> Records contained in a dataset
PR #10495, opened 2022-11-26
[Metis] improve InMemoryPartitioner to remove MPI dependency

philbucher:
Until recently, the `MetisDivideHeterogeneousInputInMemoryProcess` was one of the remaining strongholds in Kratos, a mighty beast of manual memory allocation, lots of code duplication and an unnecessary MPICore dependency. 
Then I came along and cut it down to a mere 60 line long function :D

Jokes aside, this is a pretty cool cleanup! It includes:
- removing the MPICore dependency of the MetisApp! This is achieved by using the `DataCommunicator` directly
- It removes every manual memory allocation (I think there were some leaks there which are now removed)
- The `Scatterv` interface of the `DataCommunicator` was extended for `char`, which is super simple thanks to the well done design
- Overall the process was simplified, it now contains basically only the data exchange with the other partitions


kratos/includes/data_communicator.h
```diff
@@ -360,6 +359,7 @@ class KRATOS_API(KRATOS_CORE) DataCommunicator
     KRATOS_BASE_DATA_COMMUNICATOR_DECLARE_PUBLIC_INTERFACE_FOR_TYPE(unsigned int)
     KRATOS_BASE_DATA_COMMUNICATOR_DECLARE_PUBLIC_INTERFACE_FOR_TYPE(long unsigned int)
     KRATOS_BASE_DATA_COMMUNICATOR_DECLARE_PUBLIC_INTERFACE_FOR_TYPE(double)
+    KRATOS_BASE_DATA_COMMUNICATOR_DECLARE_SCATTER_INTERFACE_FOR_TYPE(char)
```
loumalouomega, line 362: You can do an independent PR just for this

loumalouomega (commented):
Very nice

loumalouomega:
> Very nice

Pure C people won't like to replace char ** with std::vector<std::vector<char>>

loumalouomega:
> > Very nice
> 
> Pure C people won't like to replace char ** with std::vector<std::vector>

image

kratos/mpi/sources/mpi_data_communicator.cpp
```diff
@@ -265,6 +265,7 @@ KRATOS_MPI_DATA_COMMUNICATOR_DEFINE_PUBLIC_INTERFACE_FOR_TYPE(int)
 KRATOS_MPI_DATA_COMMUNICATOR_DEFINE_PUBLIC_INTERFACE_FOR_TYPE(unsigned int)
 KRATOS_MPI_DATA_COMMUNICATOR_DEFINE_PUBLIC_INTERFACE_FOR_TYPE(long unsigned int)
 KRATOS_MPI_DATA_COMMUNICATOR_DEFINE_PUBLIC_INTERFACE_FOR_TYPE(double)
+KRATOS_MPI_DATA_COMMUNICATOR_DEFINE_SCATTER_INTERFACE_FOR_TYPE(char)
```
roigcarlo, line 268: Wouldn't be better to just define the full interface for chars?

roigcarlo (approved):
Aside from a minor comment OK. 

Approving anyway,

kratos/mpi/sources/mpi_data_communicator.cpp
philbucher: Makes sense, will do in a follow up PR

It will anyway not be the same as e.g. max of a char does not make sense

> Task requirements
What are the lines above that hold the string "replace"? Copy them.

> Solution to this task
Pure C people won't like to replace char ** with std::vector<std::vector<char>>
> Pure C people won't like to replace char ** with std::vector<std::vector>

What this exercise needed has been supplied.